UFS Completely clean very large volume disks in a short time. (20Tb)

Dear experts, colleagues, brothers and friends.Tell me how to clean large-volume disks in a short time.The disks had zfs pools, gmirror, and gstripe. As a result, the disks are in a cluttered state and do not allow the correct creation of gmirror (synchronization errors with disk dump and gpt error 17 errors) and gstripe (gpt error 17 errors). I tried partial erasure, but it didn't help (dd if=/dev/zero of=/dev/ad* count=1000). The only thing that is created and does not cause errors in the process is the zfs pool, but the UFC only needs it for a number of good reasons.On disks up to 500G, the issue was resolved by dd if=/dev/zero of=/dev/ad*, but with disks of 20T each, this process will continue until my death in time.How can I speed up the process and completely clean large-volume disks in a short time?
Please help 🫂
 
IIRC the GPT partition table is at the end of the disk, not the beginning. You need to clean a bit there, then it should be fine.
 
IIRC the GPT partition table is at the end of the disk, not the beginning. You need to clean a bit there, then it should be fine.
its in both locations. also see geom flags for live brute force altering mbr / etc (geom(4))
0x10 (allow foot shooting)
Allow writing to Rank 1 providers. This would, for example,
allow the super-user to overwrite the MBR on the root disk or
write random sectors elsewhere to a mounted disk. The
implications are obvious.
 
IIRC the GPT partition table is at the end of the disk, not the beginning. You need to clean a bit there, then it should be fine.
You're right, the main partition table is at the beginning, and its backup is at the end. The problem is that I'm a little nervous and I can't remember or find information on how to calculate the end of the disk and what command to run to do it. Could you tell me how to do this correctly and with which command with which parameters?
 
A SSD can be erased with camcontrol(8)

To quickly clean a HDD kill and create new partition tables.
For most purposes this procedure is fully sufficient.
But if you really need/want to wipe a drive totally clean, and ensure there is no data left that could be recreated partially, there is no other way than to write to each block of the whole disk, which of course takes its time, especially with such large volumes; also special tools do not otherwise.

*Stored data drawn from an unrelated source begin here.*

PR #434, opened 2022-08-24
Add repos check and throw an error if outdated

iliajie:
@swelljoe Joe, check out this implementation of what we were discussing yesterday.


virtual-server-lib-funcs.pl
```diff
@@ -15733,6 +15733,33 @@ sub check_virtual_server_config
...
+		# File exists, but does it contain correct repo links
+		$repolines = &read_file_lines($virtualmin_yum_repo, 1)
+			if (-r $virtualmin_yum_repo);
+		}
+	elsif ($gconfig{'os_type'} eq 'debian-linux') {
+		# File exists, but does it contain correct repo links
+		$repolines = &read_file_lines($virtualmin_apt_repo, 1)
+			if (-r $virtualmin_apt_repo);
+		}
+	# Does repo file has correct links?
```
jcameron, line 15749: What if it's redhat or debian system, but Virtualmin wasn't installed from a repo?

iliajie: You're right. I forgot about that kind of install type. Joe mentioned it too though. Now it's fixed https://github.com/virtualmin/virtualmin-gpl/pull/434/commits/fc1a4ebba16abc15b3435f2205e5893ec90bb61a.

virtual-server-lib-funcs.pl
```diff
@@ -15733,6 +15733,36 @@ sub check_virtual_server_config
...
+	my $repofound;
+	if (-r $virtualmin_yum_repo ||
```
jcameron, line 15751: Why not just use `if ($repolines) {`

iliajie: Because technically the file can be empty.

jcameron: Maybe try `if (defined($repolines)) {`

iliajie: No, as we would have to use globals. If you don't want files to be re-read twice, we can do this - https://github.com/virtualmin/virtualmin-gpl/pull/434/commits/f8a7cdf6bf9d0b6b4d274e326e080c897764b2f0.

iliajie: Oh, wait. Actually it's possible in Perl. There you go - https://github.com/virtualmin/virtualmin-gpl/pull/434/commits/b362789377242d14edffd499f943f34411f94896.

jcameron:
Thanks,  the patch looks good now!

iliajie:
Great, thanks!

Issue #433, opened 2022-08-22
Script installers does not check for supported PHP versions


PitWenkin:
Script installers offers update to Roundcube 1.6.0. Which should not be done on Ubuntu 18.04 as only PHP 7.2. is installed by default:
```
php --version
PHP 7.2.24-0ubuntu0.18.04.13 (cli) (built: Jul  6 2022 12:23:22) ( NTS )
```

[Roundcube dropped support for PHP < 7.3 in 1.6.0
](https://github.com/roundcube/roundcubemail/releases/tag/1.6.0)

There is no mention of this incombatibility during the update progress. I even get emails about 'Virtualmin script upgrades available' which lists the script.

Either there is no check performed for needed php versions or it is broken …

iliajie:
Hello,

Thank you for your suggestion! We will fix that.

PR #435, opened 2022-08-24
Fix PHP version min and max tests for scripts

iliajie:
This patch finally fixes PHP version tests for installable scripts. 

Tested with `b2evolution` (limits **maximum** PHP version to 7.4 for installed script) and `RoundCube` (limits **minimum** PHP version to 7.3 for installed script).

It's important to test against current PHP version that virtual server uses, not all available.

Note: Tried on Ubuntu 22.04 with PHP 7.4 and PHP 8.1.


jcameron:
Can you explain how this fix works compared to the original code?

iliajie:
Yes.

User: Install script version 1
Script: Check if version 1 has PHP deps

And then we check which PHP version is currently setup for virtual server. For example 8.1 but the script has a limit for PHP 7.4 only. So it will show an error.

Now, RoundCube 1.6.0 wants PHP 7.3 at least. We need to check which PHP version is _currently_ enabled for virtual server. We do this now.

Before it was checking on all available PHP versions for a virtual server but this is not what the script expects. We need to test it against currently enabled PHP version.

jcameron:
Is there a particular script and version upgrade from/to that you saw trigger this issue?

iliajie:
Yes, latest submitted RoundCube and its `script_roundcube_php_fullver` are ignored with current Virtualmin `scripts-lib.pl` code. 

This issues, to be reproduced requires that you have more than one PHP version installed. Try older distros with default PHP 7.2 (Ubuntu 18 for instance). Then install PHP 8.1 as well. So the system has PHP 7.2 and PHP 8.2 installed.

Current code when testing `script_roundcube_php_fullver` will test the highest available PHP version on the system, which **_cannot be right_**.

The code in PR will make sure before installing/upgrading a script that given virtual server is using required PHP version.

So, currently, if you have PHP 7.2 configured for a given virtual server (and also PHP 8.1 installed!) then current code will ignore the requirement:

```
sub script_roundcube_php_fullver
{
local ($d, $ver, $sinfo, $phpver) = @_;
my $phpver = &compare_versions($ver, "1.6.0") >= 0 ? "7.3" : 5.6;
return $phpver;
}
```

.. and will allow to install RoundCube 1.6.0 which only works with PHP 7.3+. But a given virtual server has PHP 7.2 setup and configured (not 8.1).. So it won't work.

This PR will test against **_currently_** setup PHP version on a virtual server and not just any available PHP version on the system.

This issue happened for years.

jcameron:
So I tried to re-produce the original issue on a system with PHP versions 5.4.16, 7.2.34, 7.3.33 and 7.4.30 by doing the following : 

1 - Create a test domain called example.com with PHP FPM mode with `virtualmin create-domain --domain example.com --dir --unix --web --dns --mysql --pass smeg`
2 - Set the PHP version for the domain to 7.2.34 with `virtualmin set-php-directory --domain example.com --dir . --version 7.2`
3 - Verified that this has taken effect with `virtualmin list-php-directories --domain example.com --multiline`
4 - Installed the latest Roundcube with `virtualmin install-script --domain example.com --type roundcube --version latest --path / --db mysql example`
5 - Checked that Roundcube works, and that PHP 7.3.33 is in use with `virtualmin list-php-directories --domain example.com --multiline`

So I'm having trouble understanding the original issue this patch is fixing?

iliajie:
The latest version of RoundCube 1.6.0 should only install when PHP 7.3+ is available. You said you have 7.2 setup for the virtual server, right? Then this is a bug! This is what my PR fixes. It must stop you from installing it when PHP 7.3 is not available.

iliajie:
I assume that you wouldn't change the PHP version automatically without a warning, when installing a script as it could break other installed scripts.

iliajie:
But changing the PHP version automatically is an excellent idea in FCGID mode and when per-directory PHP versions are available.

However, it should also work backwards, to change the PHP version downwards.

And in FPM mode, as it doesn't have per directory PHP versions (yet), it should do what PR does, right?

jcameron:
What Webmin has always done is upgrade the PHP version to support the script being installed, if possible. However, it will fail if the required PHP version isn't available at all. And in FPM mode, it can only update the PHP version for the whole domain since per-directory isn't supported (yet).

iliajie:
Excellent! I checked your latest patches. I see what was the initial intention now. I did not know that PHP versions could be automatically changed to accommodate script's needs. It seems that PHP-FPM support was added much later after this feature was initially introduced.

I can also see that using latest patches in FPM mode, now properly shows an error message and doesn't change PHP version globally (when using RoundCube with `php_fullver` sub):

image


However, there is **still a problem** for `b2evolution` script which has a requirement for **maximum** PHP version (7.3 and below) set in `php_maxver_func` sub. In fact it's not even possible to install it at all, even if correct and expected PHP version (<= 7.3) is selected. Disregard of the mode (i.e. the same happens in FPM mode) used. Check screenshots below:


image


image

jcameron:
Ok, the real problem is actually in the unnecessary extra dependencies check. I removed it here : https://github.com/virtualmin/virtualmin-gpl/commit/623f68218063fcab3569941c2c302210fd471e1b

PitWenkin:
As soon as this is available via normal Ubuntu updates I will test it for roundcube


These are the PHP settings for the domain in #433:
PHP settings

iliajie:
Is there a specific reason for you to use _mod_php_?

PitWenkin:
> Is there a specific reason for you to use _mod_php_?

It has been setup up like that by my predecessor, and I don't want to change it now (as roundcude is the only reason PHP is installed on the server, and everytime I tinker with PHP everything goes bellyup)… I might change it when I upgrade the server … but then PHP will be udpated too and the problem solves itself

PitWenkin:
I just got offered [Roundcube 16.1.1 ](https://github.com/roundcube/roundcubemail/releases/tag/1.6.1) which reminded me that this PR is still open.

As I will soon update the related server including PHP, there is not much time left for me to test ;-)

iliajie:
Thanks. I remember we came up with something else (familiar though) with Jamie. I will have to test it all over again with Virtualmin 7.5 and see if it does things right. It actually should do it but I will run tests just in case. I'm on finishing another big project at the moment.

PR #56, opened 2021-08-17
Hotfix/GitHub login and create pull request

MarcusviniciusLsantos:
- [x] Adding GithubLogin where do you need it
- [x] Adding new Logic to signIn Github

### DIFF
--- a/services/github-microservice.ts
+++ b/services/github-microservice.ts
@@ -2,10 +2,10 @@ import axios from 'axios';
 import {IssueData, IssueState} from '@interfaces/issue-data';
 import { API } from '../env';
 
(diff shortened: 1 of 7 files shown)


services/github-microservice.ts
```diff
@@ -2,10 +2,10 @@ import axios from 'axios';
 import {IssueData, IssueState} from '@interfaces/issue-data';
 import { API } from '../env';
 
-interface User {
+export interface User {
```
moshmage, line 5: If you need to export an interface, export it from `@interfaces`

moshmage (approved):

PR #61, opened 2021-08-20
Feature/transaction popover

clarkjoao:
- Transaction Button
- Transaction List
- Transaction Modal Details


styles/styles.scss
```diff
@@ -671,6 +671,186 @@ label {
...
+  }
+  .popover-arrow{
+    &::after{
+      border-bottom-color: $bg-shadow;
+    }
+  }
+  
+
+  .transaction{
+    &__title {
```
moshmage, line 708: Please, don't use "body-like" CSS: follow the bootstrap implementation, as in: classes have styles, they can have relation, but they can't be bodies.

```
.transaction {
&__title {}
}
```

should read

```
.transaction {
 &.title {}
}
```

But I'm going to be honest and tell you that this looks like _loads_ of css for a simple modal. Either design doesn't follow correct bootstrap spacing (... it should) or we don't share the same spacing as the design (we should)

one of these is true, and we need to check which.


---

EDIT: be aware that you have access to the bootstrap contextual classes such as `text-white` and `border border-rounded border-info` and you might not need to add those in.

You also have `fs-*` classes (font size) that grow the font in relation to the base font size, as well as `mb-*` that apply bottom margins.

moshmage (changes requested):

moshmage:
Note: this component has mocked data; it needs to have _real_ data.

PR #63, opened 2021-08-20
Hotfix/button create proposal

MarcusviniciusLsantos:


components/create-proposal.tsx
```diff
@@ -73,10 +73,10 @@ export default function NewProposal({
         }).then(() => {
           handleClose();
           setDistrib({});
-        })
+        }).catch(() => setError("Error to create proposal in MicroService"))
```
moshmage, line 76: please, console.error the error so we can at least debug it when it happens

moshmage (changes requested):

moshmage (approved):

PR #82, opened 2021-09-06
Feature: nothing found redesign

WellingtonMatheus:


components/nothing-found.tsx
```diff
@@ -0,0 +1,24 @@
...
+  description: string;
+  action?: ReactNode;
+}
+
+export default function NothingFound({ description, action }: NothingFoundProps) {
+  return (
+      <div className="d-flex flex-column align-items-center gap-4">
+        <SearchIcon />
+        <p className="text-center text-uppercase fw-bold mb-0">{description}</p>
+        { action || null }
```
moshmage, line 15: use `children` instead, so we can write it as
```
<NothingFound description="thing">_whatever we want here_</NothingFound>
```
instead of passing html through an input parameter

moshmage (changes requested):

components/nothing-found.tsx
WellingtonMatheus: Done. Thanks!

moshmage (approved):

PR #83, opened 2021-09-08
fix: views bug 6th

clarkjoao:
- [x]  "Find issues to work" instead of "Find issue to work"
- [x]  Success color has to be changed to #35E0AD
- [x]  When picking a category in the issues states dropdown it shows a color that is not supposed to. Change this color to #1825AD


styles/styles.scss
```diff
@@ -646,6 +646,9 @@ label {
 .color-red {
   color: $red;
 }
+.color-green {
```
moshmage, line 649: change $success variable at variables scss and use success class

moshmage (changes requested):

pages/developers.tsx
```diff
@@ -101,6 +101,15 @@ export default function PageDevelopers() {
                   defaultValue={filtersByIssueState[0]}
                   options={filtersByIssueState}
                   onChange={handleChangeFilterByState}
+                  styles={{
```
moshmage, line 104: this can easily be done via scss without having to resort to javascript-styles, mainly because we already mutilating the styles of this component

moshmage (changes requested):

styles/styles.scss
```diff
@@ -637,15 +637,15 @@ label {
...
-.color-green {
-  color: $green;
-}
 .color-purple {
   color: $purple;
 }
 .color-red {
   color: $red;
 }
+.color-success {
```
moshmage, line 646: .text-success class already exists

moshmage (approved):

You can accelerate dd by adding a high value (~ a bit more than the [measured] write rate of the drive) to ... bs=200M (example; you may test a bit until you find the fastest value); you may also add
status=progress to dd.
Again, to really wipe a HDD really clean, there is no way but to overwrite every single block; or destroy it physically, that's the other way.

But if you're going to reuse the drive yourself again, the recreation of partition tables were fastest, and sufficient.
 
A SSD can be erased with camcontrol(8)

To quickly clean a HDD kill and create new partition tables.
For most purposes this procedure is fully sufficient.
But if you really need/want to wipe a drive totally clean, and ensure there is no data left that could be recreated partially, there is no other way than to write to each block of the whole disk (or destroy is physically); also special tools do so.
You can accelerate dd by adding a high value (~ a bit more than the [measured] write rate of the drive) to ... bs=200M (example; you may test a bit until you find the fastest value); you may also add
status=progress to dd.
Again, to really wipe a HDD really clean, there is no way but to overwrite every single block.
But if you're going to reuse the drive yourself again, the recreation of partition tables were fastest, and sufficient.
I have a sata hdd, but unfortunately I still couldn't figure out how to clean the disk thanks to camcontrol(8). dd I tried to set bs=1000M status=progress - but this did not speed up the process and I will wait until retirement for the task to be completed :rolleyes:
 
These are the incantations I use to wipe the table info fore and aft. Obviously change da8 references to suit your disks.

Code:
   |# dd if=/dev/zero of=/dev/da8 bs=1m count=100
   |# dd if=/dev/zero of=/dev/da8 bs=1m oseek=`diskinfo da8 | awk '{print int($3 / (1024*1024)) - 100;}'`
 
These are the incantations I use to wipe the table info fore and aft. Obviously change da8 references to suit your disks.

Code:
   |# dd if=/dev/zero of=/dev/da8 bs=1m count=100
   |# dd if=/dev/zero of=/dev/da8 bs=1m oseek=`diskinfo da8 | awk '{print int($3 / (1024*1024)) - 100;}'`
Thank you very much. you have helped as much as possible ☕ 🤝
 
Sometimes you can wipe your hard drive very quickly with manufacturer's tools. For instance (if I remember correctly - I studied the docs a while ago) my Toshibas MG encrypt all data internally. You can restore them to virgin state by simply deleting the encryption key. This feature is called Sanitize Instant Erase. Look for something similar on your HDDs.